DATA TO USE: Begin
PR #1638, opened 2018-08-14
check_source: allow for dot in package name during in-air rename check.

jberry-suse:
Based on a report by mgerstner regarding IBS requests 170009 and 170008.

The logic passes for both requests in question, although one has other issues, and tested on a factory request. Also simulated update request to ensure regex logic matches properly.

### DIFF
--- a/check_source.py
+++ b/check_source.py
@@ -1,6 +1,7 @@
 #!/usr/bin/python
 
 import os
+import re
 import shutil
 import subprocess
 import sys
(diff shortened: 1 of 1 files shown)


jberry-suse:
Previously, this was likely not an issue since SLE ran with `'check-source-in-air-rename-allow': 'True'` which disabled this check, but the default config was removed by @coolo (fa2e4f7b750fdb5cb2181af73c4e4aa0ec991c87) and the setting is no longer present in remote configs for the three most recent SLE versions. Should be fixed regardless, but this explains why it would not have been noticed before now.

jberry-suse:
CI failing due to #1639.

PR #1646, opened 2018-08-16
osclib/core: maintainers_get(): rework to properly supports groups.

### LINKED ISSUE #1293: factoryauto: delete reques by maintainer requires maintainer approval
I've seen a couple delete requests recently that, imho, wrongly ask for maintainer approval.

e.g.: https://build.opensuse.org/request/show/554585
DATA TO USE: End
The records above should be restated exactly, line for line.

**SOLUTION FOR THIS PROBLEM**
PR #1638, opened 2018-08-14
check_source: allow for dot in package name during in-air rename check.

jberry-suse:
Based on a report by mgerstner regarding IBS requests 170009 and 170008.

The logic passes for both requests in question, although one has other issues, and tested on a factory request. Also simulated update request to ensure regex logic matches properly.

### DIFF
--- a/check_source.py
+++ b/check_source.py
@@ -1,6 +1,7 @@
 #!/usr/bin/python
 
 import os
+import re
 import shutil
 import subprocess
 import sys
(diff shortened: 1 of 1 files shown)


jberry-suse:
Previously, this was likely not an issue since SLE ran with `'check-source-in-air-rename-allow': 'True'` which disabled this check, but the default config was removed by @coolo (fa2e4f7b750fdb5cb2181af73c4e4aa0ec991c87) and the setting is no longer present in remote configs for the three most recent SLE versions. Should be fixed regardless, but this explains why it would not have been noticed before now.

jberry-suse:
CI failing due to #1639.

PR #1646, opened 2018-08-16
osclib/core: maintainers_get(): rework to properly supports groups.

### LINKED ISSUE #1293: factoryauto: delete reques by maintainer requires maintainer approval
I've seen a couple delete requests recently that, imho, wrongly ask for maintainer approval.

e.g.: https://build.opensuse.org/request/show/554585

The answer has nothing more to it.